#### PROBLEM REQUIREMENTS
Transcribe the records below exactly as they appear.

#### RECORDS FOR THE TASK

PR #1569, opened 2025-09-17
Remove download menu note

### LINKED ISSUE #1564: Adapt the information for downloads now that VTT can be downloaded
Image

"Hier können Sie das/die Video(s) in unterschiedlichen Formaten/Auflösungen sowie die Untertitel herunterladen (Rechtsklick - Speichern unter)."

owi92:
The information wasn't really necessary and removing it makes the menu a little smaller, which is nice.
Also removes some margins/padding.

Closes #1564


LukasKalbertodt:
The translation strings should also be removed. Looks good otherwise.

#### RESULT FOR THIS EXERCISE
PR #1569, opened 2025-09-17
Remove download menu note

### LINKED ISSUE #1564: Adapt the information for downloads now that VTT can be downloaded
Image

"Hier können Sie das/die Video(s) in unterschiedlichen Formaten/Auflösungen sowie die Untertitel herunterladen (Rechtsklick - Speichern unter)."

owi92:
The information wasn't really necessary and removing it makes the menu a little smaller, which is nice.
Also removes some margins/padding.

Closes #1564


LukasKalbertodt:
The translation strings should also be removed. Looks good otherwise.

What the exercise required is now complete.